- [EXTRACTED INFORMATION]:
PR #1803, opened 2024-11-08
feat: add pod acknowledged time metric

njtran:
Fixes #N/A 

**Description**
This emits a metric when we consider a pod for scheduling. This will give an accurate representation of when Karpenter actually first considers the pod for scheduling. Currently this would emit for every pod for every scheduling loop, so if a pod fails to schedule, it would be considered again.

havent yet


pkg/controllers/state/cluster.go
```diff
@@ -53,6 +53,11 @@ type Cluster struct {
 	nodeClaimNameToProviderID map[string]string               // node claim name -> provider id
 	daemonSetPods             sync.Map                        // daemonSet -> existing pod
 
+	// podAckTimes keeps track of when Karpenter first tries to schedule the pod.
+	// This is orchestrated internally as opposed to writing to state in the cluster to reduce overall
+	// writes to the APIServer, but also since it only needs to be orchestrated cross-controller internally.
+	podAckTimes map[types.NamespacedName]time.Time // pod namespaced name -> when it was first considered for scheduling
```
jonathan-innis, line 59: How much does this increase our memory utilization when there is a large scale-up? Users perform 5000pod scale-ups -- when these size of scale-ups happen is storing this data expensive? I doubt it, but we should check

pkg/controllers/state/cluster.go
```diff
@@ -307,12 +313,40 @@ func (c *Cluster) UpdatePod(ctx context.Context, pod *corev1.Pod) error {
...
 
+// SetPodAckTime marks the pod as validating for scheduling. This is used to construct metrics
+// when the pod actually schedules to when Karpenter actually thought it could schedule.
+// This allows users to understand how long it took for Karpenter to actually start scheduling
+// for this pod.
+func (c *Cluster) SetPodAckTime(pods ...*corev1.Pod) {
+	for _, pod := range pods {
+		// Check the pod to see if we've already emitted a metric for it, and just continue
+		nn := types.NamespacedName{Name: pod.Name, Namespace: pod.Namespace}
+		c.mu.RLock()
```
jonathan-innis, line 324: This mutex is used for state nodes -- do we want to take another mutex for this data since this data is unrelated to the node data -- and I don't think we want the speed of grabbing state nodes to be affected by setting this observability metric

pkg/controllers/state/metrics.go
```diff
@@ -26,6 +26,8 @@ import (
 
 const (
 	stateSubsystem = "cluster_state"
+	PodName        = "name"
```
jonathan-innis, line 29: Do we need these constants?

pkg/controllers/metrics/pod/controller.go
```diff
@@ -100,19 +101,40 @@ var (
...
 			Help:      "The time from pod creation until the pod is running.",
 		},
 		[]string{podName, podNamespace},
 	)
+	PodScheduledDurationSeconds = opmetrics.NewPrometheusGauge(
+		crmetrics.Registry,
+		prometheus.GaugeOpts{
+			Namespace: metrics.Namespace,
+			Subsystem: metrics.PodSubsystem,
+			Name:      "scheduled_seconds",
```
jonathan-innis, line 116:
```suggestion
			Name:      "unscheduled_time_seconds",
```

Are we tracking the amount of time that it took a pod to schedule as a gauge or are we tracking how long the pod is in a state where it hasn't scheduled? I think the latter is more valuable -- the first one you should be able to get from the histogram metric

pkg/controllers/provisioning/provisioner.go
```diff
@@ -345,6 +345,8 @@ func (p *Provisioner) Schedule(ctx context.Context) (scheduler.Results, error) {
 		}
 		return scheduler.Results{}, fmt.Errorf("creating scheduler, %w", err)
 	}
+	// Emit a metric for when we first acknowledged the pod for scheduling
+	p.cluster.SetPodAckTime(pendingPods...)
```
jonathan-innis, line 349: This emits when we first see the pod but doesn't signal whether the pod can actually schedule -- aren't the metrics going to be affected by whether we _can_ actually schedule the pod? Seems like we need a metric that marks down how long it took for us to go from pod seen to considered by the scheduler (either able to be scheduled or not) and another metric which tells us how long it took us to go from determined that we can schedule it to actually getting the pod bound.

pkg/controllers/metrics/pod/controller.go
njtran: Ah good call

pkg/controllers/provisioning/provisioner.go
njtran: That's a good point. So what we really need is to track the state transitions between four points and emit metrics from `1 -> 2`, `2->3`, and `2-> 4`.
1. Pod created
2. When did we first see the pod in our scheduling loop
3. When did we first think that we could fit the pod on a node (theoretical or not)
4. When did the pod actually bind

Then we track metrics of 
i. Ack (emitted when ACK'ing the pods on this line in code)
  a. Per-pod ack Gauge (1 -> now)
  b. Histogram ack metric (1 -> 2)
ii. Schedulable (should be from when it was ACK'd, not created, emitted when we actually successfully node.add(pod) in the scheduling loop)
  a. Per-pod schedulable Gauge (2 -> now) 
  b. Histogram schedulable (2 -> 3) 
iii. Scheduled (same as bound, but since it was ACK'd, not created) (emitted when the pod actually binds)
  a. Per-pod scheduled Gauge (2 -> now)
  b. Histogram scheduled (2 -> 4)

jonathan-innis: Yep, fully aligned with this 👍🏼

pkg/controllers/state/cluster.go
njtran: Did a scale up to 3000 and the memory fluctuated to 250 to 350m. Without the changes it's pretty much at the exact same level

pkg/controllers/metrics/pod/controller.go
```diff
@@ -100,19 +101,40 @@ var (
...
+	)
+	PodScheduledDurationSeconds = opmetrics.NewPrometheusHistogram(
+		crmetrics.Registry,
+		prometheus.HistogramOpts{
+			Namespace: metrics.Namespace,
+			Subsystem: metrics.PodSubsystem,
+			Name:      "scheduled_duration_seconds",
+			Help:      "The time it takes for pods to be bound from when it's first considered for scheduling in memory",
+		},
+		[]string{},
```
engedaam, line 129: Any thought around adding the pod name and namespace in these metrics?

njtran: This is a histogram, so you want it to just be a function of all the pods, right?

pkg/controllers/metrics/pod/controller.go
```diff
@@ -207,20 +213,20 @@ func (c *Controller) recordPodStartupMetric(pod *corev1.Pod) {
...
 		}
 	}
 }
-func (c *Controller) recordPodBoundMetric(pod *corev1.Pod) {
+func (c *Controller) recordPodBoundMetric(pod *corev1.Pod, schedulableTime time.Time) {
 	key := client.ObjectKeyFromObject(pod).String()
 	condScheduled, ok := lo.Find(pod.Status.Conditions, func(c corev1.PodCondition) bool {
 		return c.Type == corev1.PodScheduled
 	})
 	if pod.Status.Phase == phasePending {
```
jonathan-innis, line 226: With the schedulable time tracking, does that mean that we get to drop all of the tracking around seeing the pod/seeing that the pod was in a pending state inside of this controller?

pkg/controllers/metrics/pod/controller.go
```diff
@@ -68,42 +69,42 @@ var (
...
+			Namespace:  metrics.Namespace,
 			Subsystem:  metrics.PodSubsystem,
 			Name:       "startup_duration_seconds",
-			Help:       "The time from pod creation until the pod is running.",
+			Help:       "The time from when Karpenter first thought the pod could schedule until it started running.",
 			Objectives: metrics.SummaryObjectives(),
 		},
 		[]string{},
 	)
 	PodBoundDurationSeconds = opmetrics.NewPrometheusHistogram(
```
jonathan-innis, line 80: Should this be scheduled instead of bound? We haven't released this change yet so we still have a chance to change it -- I still personally prefer scheduled but I'm open to discussing

pkg/controllers/state/cluster.go
```diff
@@ -307,15 +314,54 @@ func (c *Cluster) UpdatePod(ctx context.Context, pod *corev1.Pod) error {
...
+}
+
+// AckPods marks the pod as acknowledged for scheduling from the provisioner. This is only done once per-pod.
+// If the pod hasn't been previously ACK'd, this emits a metric for the pod.
+func (c *Cluster) AckPods(pods ...*corev1.Pod) {
+	now := c.clock.Now()
+	for _, pod := range pods {
+		// store the value as now only if it doesn't exist.
+		if _, alreadySet := c.podAcks.LoadOrStore(types.NamespacedName{Name: pod.Name, Namespace: pod.Namespace}, true); !alreadySet {
+			timeStart := lo.Ternary(c.initTime.Compare(pod.CreationTimestamp.Time) >= 0, c.initTime, pod.CreationTimestamp.Time)
```
jonathan-innis, line 344: Should we use compare or does it make more semantic sense to use Before/After

jonathan-innis, line 344: I'd question if we should even log a metric based off of the start time of our pods -- I think that's going to drastically skew our metrics on restart

pkg/controllers/state/metrics.go
```diff
@@ -60,4 +59,14 @@ var (
 		},
 		[]string{},
 	)
+	PodAcknowledgedDuration = opmetrics.NewPrometheusHistogram(
```
jonathan-innis, line 62: Should we have an unacknowledged duration as well to mirror this and track when we are hanging?

pkg/controllers/state/cluster.go
njtran: My thought was that the metrics could just be a function of the container, but I think actually it's probably better for it to be more consistent across restarts.

pkg/controllers/provisioning/scheduling/metrics.go
```diff
@@ -78,4 +78,14 @@ var (
 			ControllerLabel,
 		},
 	)
+	PodSchedulerDecisionSeconds = opmetrics.NewPrometheusHistogram(
```
jonathan-innis, line 81: I think we need a gauge metric that is paired with this to track the amount of time that we have a pod but the pod doesn't have a decision made against it

pkg/controllers/provisioning/scheduling/scheduler.go
```diff
@@ -226,7 +226,10 @@ func (s *Scheduler) Solve(ctx context.Context, pods []*corev1.Pod) Results {
 		}
 
 		// Schedule to existing nodes or create a new node
-		if errors[pod] = s.add(ctx, pod); errors[pod] == nil {
+		errors[pod] = s.add(ctx, pod)
+		s.cluster.MarkPodSchedulingDecision(pod, errors[pod] == nil)
```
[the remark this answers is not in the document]
jonathan-innis: Should this be in the Nominate function call for the provisioning loop?

pkg/controllers/provisioning/scheduling/metrics.go
jonathan-innis: Also, looks like you also declared this metric in cluster state -- did you intend to declare the metric there as well?

pkg/controllers/state/metrics.go
```diff
@@ -60,4 +59,14 @@ var (
 		},
 		[]string{},
 	)
+	PodSchedulingDecisionSeconds = opmetrics.NewPrometheusHistogram(
```
jonathan-innis, line 62: This seems like a duplicate of the scheduler metric that you had above

pkg/controllers/provisioning/scheduling/metrics.go
njtran: > I think we need a gauge metric that is paired with this to track the amount of time that we have a pod but the pod doesn't have a decision made against it 

This would have to be a separate thread, yeah?

pkg/controllers/provisioning/scheduling/scheduler.go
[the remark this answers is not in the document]
njtran: Synced offline, going to call it just after the loop ends in the provisioner code

pkg/controllers/metrics/pod/controller.go
njtran: Keeping it as bound just to reduce the number of changes, since we've creeped up a bit in this pr already

pkg/controllers/state/cluster.go
```diff
@@ -307,15 +314,81 @@ func (c *Cluster) UpdatePod(ctx context.Context, pod *corev1.Pod) error {
...
+			if ackTime := c.PodAckTime(nn); !ackTime.IsZero() {
+				PodSchedulingDecisionSeconds.Observe(c.clock.Since(ackTime).Seconds(), nil)
+			}
+		}
+	}
+}
+
+// PodSchedulingDecision returns when Karpenter first decided if a pod could schedule a pod in scheduling simulations.
+// This returns 0, false if Karpenter never made a decision on the pod.
+func (c *Cluster) PodSchedulingDecision(podKey types.NamespacedName) time.Time {
```
jonathan-innis, line 358:
```suggestion
func (c *Cluster) PodSchedulingDecisionTime(podKey types.NamespacedName) time.Time {
```

nit: since this is returning a time -- I thought it was a boolean when I first read the function name

pkg/controllers/state/cluster.go
```diff
@@ -307,15 +314,81 @@ func (c *Cluster) UpdatePod(ctx context.Context, pod *corev1.Pod) error {
...
+	val, found := c.podsSchedulingAttempted.Load(podKey)
+	if !found {
```
jonathan-innis, line 360: This has the opposite logic of PodAckTime -- any reason?

pkg/controllers/state/cluster.go
```diff
@@ -307,15 +314,81 @@ func (c *Cluster) UpdatePod(ctx context.Context, pod *corev1.Pod) error {
...
+		return time.Time{}
+	}
+	return val.(time.Time)
+}
+
+// PodSchedulingSuccess returns when Karpenter first thought it could schedule a pod in its scheduling simulation.
+// This returns 0, false if the pod was never considered in scheduling as a pending pod.
+func (c *Cluster) PodSchedulingSuccess(podKey types.NamespacedName) time.Time {
```
jonathan-innis, line 368:
```suggestion
func (c *Cluster) PodSchedulingSuccessTime(podKey types.NamespacedName) time.Time {
```

nit: same confusion on naming

pkg/controllers/state/cluster.go
```diff
@@ -307,15 +314,81 @@ func (c *Cluster) UpdatePod(ctx context.Context, pod *corev1.Pod) error {
...
+	val, found := c.podsSchedulableTimes.Load(podKey)
+	if !found {
```
jonathan-innis, line 370: Same statement on the order/polarity of condition checking

pkg/controllers/nodeclaim/disruption/drift_test.go
```diff
@@ -56,6 +56,7 @@ var _ = Describe("Drift", func() {
 		})
 		// NodeClaims are required to be launched before they can be evaluated for drift
 		nodeClaim.StatusConditions().SetTrue(v1.ConditionTypeLaunched)
+		Expect(nodeClaim.StatusConditions().Clear(v1.ConditionTypeDrifted)).To(Succeed())
```
jonathan-innis, line 59: Was this a flake? Seems unrelated to your change

njtran: Yeah

jonathan-innis (approved):
/lgtm
/approve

- [PROBLEM TO SOLVE]: For the word "emits", find every line in the data that holds it and copy that line.

- [OUTPUT OF THE TASK]:
This emits a metric when we consider a pod for scheduling. This will give an accurate representation of when Karpenter actually first considers the pod for scheduling. Currently this would emit for every pod for every scheduling loop, so if a pod fails to schedule, it would be considered again.
jonathan-innis, line 349: This emits when we first see the pod but doesn't signal whether the pod can actually schedule -- aren't the metrics going to be affected by whether we _can_ actually schedule the pod? Seems like we need a metric that marks down how long it took for us to go from pod seen to considered by the scheduler (either able to be scheduled or not) and another metric which tells us how long it took us to go from determined that we can schedule it to actually getting the pod bound.
+// If the pod hasn't been previously ACK'd, this emits a metric for the pod.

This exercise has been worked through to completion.